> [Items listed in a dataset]
-------
PR #2124, opened 2022-01-20
Replace jenkins with Github Actions

bruno-fs:
Key differences with the original build pipeline:
- PostgreSQL image is not packaged
- UI is built from scratch (couldn't find a public tarball with it)
- Added a cache for both UI dependencies and docker layers to speed up future builds


bruno-fs:
Example of the build pipeline running on my fork: https://github.com/bruno-fs/quipucords/releases/tag/0.9.4-beta2

gtanzillo (approved):
Nice job @bruno-fs 👍

PR #2127, opened 2022-02-07
add docker-compose for local development

bruno-fs:


bruno-fs:
@nicolearagao and @gtanzillo I recommend reviewing in a commit per commit basis.
The reason I opened as a draft is for the last commit, adding docker-compose. I'd like some help testing this both on RHEL and macos.

Dockerfile
```diff
@@ -1,25 +1,21 @@
-FROM fedora:26
+FROM redhat/ubi8
 
-RUN dnf -y groupinstall "Development tools" \
-    && dnf -y install python-devel python-tools python3-devel python3-tools sshpass which supervisor procps\
-    && dnf clean all \
-    && rm -rf /var/cache/dnf
+RUN dnf -yq install python39 make openssh-clients glibc-langpack-en &&\
+    dnf update &&\
```
gtanzillo, line 4: @bruno-fs Testing for Mac, this line fails -
```
#6 7.533 Updating Subscription Management repositories.
#6 7.534 Unable to read consumer identity
#6 7.537
#6 7.537 This system is not registered with an entitlement server. You can use subscription-manager to register.
```
Because Macs can't be registered and there is no `subscription-manager`.

I commented it out locally and it built cleanly for me

bruno-fs: Mmmm maybe we can drop this line and just trust ubi8 packages are fresh enough

nicolearagao (approved):
@bruno-fs will you submit the changes to the README file as well ? You could leave that out. I'll open a PR for the complete one.

bruno-fs:
@nicolearagao 
> @bruno-fs will you submit the changes to the README file as well ? You could leave that out. I'll open a PR for the complete one.
I'll leave the changes to README out. Will only submit the changes to docker-compose (once we get it up and running on a mac)

@gtanzillo I changed the networking strategy here. Whenever you can please test this again

bruno-fs:
rebased against recent upstream changes

Dockerfile
bruno-fs: this was addressed on #2129

docker-compose.yml
```diff
@@ -0,0 +1,36 @@
...
+      QPC_SERVER_USERNAME: admin
+      QPC_SERVER_PORT: "9443"
+      USE_SUPERVISORD: "false"
+
+    volumes:
+      - .:/app
+      - ./deploy:/deploy
+    depends_on:
+      - qpc-db
+    network_mode: "host"
```
gtanzillo, line 22: It looks like "host" mode is not supported on Mac according to https://docs.docker.com/network/host/. Specifically, this statement -
>The host networking driver only works on Linux hosts, and is not supported on Docker Desktop for Mac, Docker Desktop for Windows, or Docker EE for Windows Server.

However, this is not an issue for me, since Mac is not a supported platform.

bruno-fs: Mmm we could go back to the slirp4netns, then. Maybe [installing it](https://formulae.brew.sh/formula/slirp4netns) on mac would be enough. If not, its better than host network for our purposes.

bruno-fs: @gtanzillo would you prefer I rebase with autosquash before or after your review?

gtanzillo (approved):
LGTM 👍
-------
> [BRIEF] For the records above, state how many lines include "nicolearagao", giving no more than the number.

> [TASK RESULT] 3